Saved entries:
== Segment start ==
PR #3300, opened 2020-10-23
Fixes #17666: Node status API must not return an error when the node is not here

fanf:
https://issues.rudder.io/issues/17666

### DIFF
--- a/webapp/sources/rudder/rudder-rest/src/main/scala/com/normation/rudder/rest/EndpointsDefinition.scala
+++ b/webapp/sources/rudder/rudder-rest/src/main/scala/com/normation/rudder/rest/EndpointsDefinition.scala
@@ -238,6 +238,10 @@ object NodeApi extends ApiModuleProvider[NodeApi] {
     val description = "List all accepted nodes with configurable details level"
     val (action, path)  = GET / "nodes"
   }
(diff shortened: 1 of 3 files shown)


webapp/sources/rudder/rudder-rest/src/main/scala/com/normation/rudder/rest/EndpointsDefinition.scala
```diff
@@ -238,6 +238,10 @@ object NodeApi extends ApiModuleProvider[NodeApi] {
     val description = "List all accepted nodes with configurable details level"
     val (action, path)  = GET / "nodes"
   }
+  final case object GetNodesStatus extends NodeApi with ZeroParam with StartsAtVersion12 with SortIndex { val z = implicitly[Line].value
```
VinceMacBuche, line 241: Should we increase the version here ?? 12 is version 6.1

fanf:
PR updated with a new commit

webapp/sources/rudder/rudder-rest/src/main/scala/com/normation/rudder/rest/EndpointsDefinition.scala
fanf: done

VinceMacBuche (approved):

fanf:
OK, squash merging this PR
== Segment end ==
#### Exercise objective
Make an exact copy of all the lines above.

#### Reply
PR #3300, opened 2020-10-23
Fixes #17666: Node status API must not return an error when the node is not here

fanf:
https://issues.rudder.io/issues/17666

### DIFF
--- a/webapp/sources/rudder/rudder-rest/src/main/scala/com/normation/rudder/rest/EndpointsDefinition.scala
+++ b/webapp/sources/rudder/rudder-rest/src/main/scala/com/normation/rudder/rest/EndpointsDefinition.scala
@@ -238,6 +238,10 @@ object NodeApi extends ApiModuleProvider[NodeApi] {
     val description = "List all accepted nodes with configurable details level"
     val (action, path)  = GET / "nodes"
   }
(diff shortened: 1 of 3 files shown)


webapp/sources/rudder/rudder-rest/src/main/scala/com/normation/rudder/rest/EndpointsDefinition.scala
```diff
@@ -238,6 +238,10 @@ object NodeApi extends ApiModuleProvider[NodeApi] {
     val description = "List all accepted nodes with configurable details level"
     val (action, path)  = GET / "nodes"
   }
+  final case object GetNodesStatus extends NodeApi with ZeroParam with StartsAtVersion12 with SortIndex { val z = implicitly[Line].value
```
VinceMacBuche, line 241: Should we increase the version here ?? 12 is version 6.1

fanf:
PR updated with a new commit

webapp/sources/rudder/rudder-rest/src/main/scala/com/normation/rudder/rest/EndpointsDefinition.scala
fanf: done

VinceMacBuche (approved):

fanf:
OK, squash merging this PR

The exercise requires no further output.